Output a verbatim copy of the data, cut off after the line that contains "Because Cloudflare Tunnels".

· · · ·

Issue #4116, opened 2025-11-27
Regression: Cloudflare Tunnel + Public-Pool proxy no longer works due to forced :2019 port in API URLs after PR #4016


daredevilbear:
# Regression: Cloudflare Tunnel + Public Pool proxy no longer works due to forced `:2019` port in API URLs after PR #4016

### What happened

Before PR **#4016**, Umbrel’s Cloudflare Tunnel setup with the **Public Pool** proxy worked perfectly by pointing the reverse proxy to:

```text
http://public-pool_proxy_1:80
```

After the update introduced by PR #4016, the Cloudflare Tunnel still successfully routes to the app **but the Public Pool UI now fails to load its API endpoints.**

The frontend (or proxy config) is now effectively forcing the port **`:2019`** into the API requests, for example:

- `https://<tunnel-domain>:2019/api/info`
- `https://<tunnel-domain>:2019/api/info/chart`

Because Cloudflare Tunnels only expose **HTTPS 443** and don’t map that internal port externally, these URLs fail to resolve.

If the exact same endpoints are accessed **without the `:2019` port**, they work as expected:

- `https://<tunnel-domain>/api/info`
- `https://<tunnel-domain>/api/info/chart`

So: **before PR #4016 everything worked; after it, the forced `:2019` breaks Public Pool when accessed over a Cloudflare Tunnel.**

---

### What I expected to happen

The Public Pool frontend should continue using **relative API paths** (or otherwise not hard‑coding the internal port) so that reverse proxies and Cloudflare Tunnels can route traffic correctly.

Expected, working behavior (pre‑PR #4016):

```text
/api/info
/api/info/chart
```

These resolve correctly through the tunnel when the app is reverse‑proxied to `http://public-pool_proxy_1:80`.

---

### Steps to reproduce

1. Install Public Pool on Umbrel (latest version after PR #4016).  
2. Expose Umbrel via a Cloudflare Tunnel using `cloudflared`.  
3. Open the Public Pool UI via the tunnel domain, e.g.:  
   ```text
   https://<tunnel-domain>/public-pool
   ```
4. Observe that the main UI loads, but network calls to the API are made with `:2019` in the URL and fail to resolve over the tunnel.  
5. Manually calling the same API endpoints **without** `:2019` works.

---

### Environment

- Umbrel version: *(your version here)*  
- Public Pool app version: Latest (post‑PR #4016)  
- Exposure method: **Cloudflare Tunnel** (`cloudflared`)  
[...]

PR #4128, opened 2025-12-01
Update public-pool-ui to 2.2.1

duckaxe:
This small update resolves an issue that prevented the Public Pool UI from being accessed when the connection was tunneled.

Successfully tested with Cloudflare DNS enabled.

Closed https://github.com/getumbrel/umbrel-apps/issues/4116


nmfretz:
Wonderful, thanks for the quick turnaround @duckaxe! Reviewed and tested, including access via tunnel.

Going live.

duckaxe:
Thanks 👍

· · · ·

=== Output of the exercise ===
Issue #4116, opened 2025-11-27
Regression: Cloudflare Tunnel + Public-Pool proxy no longer works due to forced :2019 port in API URLs after PR #4016


daredevilbear:
# Regression: Cloudflare Tunnel + Public Pool proxy no longer works due to forced `:2019` port in API URLs after PR #4016

### What happened

Before PR **#4016**, Umbrel’s Cloudflare Tunnel setup with the **Public Pool** proxy worked perfectly by pointing the reverse proxy to:

```text
http://public-pool_proxy_1:80
```

After the update introduced by PR #4016, the Cloudflare Tunnel still successfully routes to the app **but the Public Pool UI now fails to load its API endpoints.**

The frontend (or proxy config) is now effectively forcing the port **`:2019`** into the API requests, for example:

- `https://<tunnel-domain>:2019/api/info`
- `https://<tunnel-domain>:2019/api/info/chart`

Because Cloudflare Tunnels only expose **HTTPS 443** and don’t map that internal port externally, these URLs fail to resolve.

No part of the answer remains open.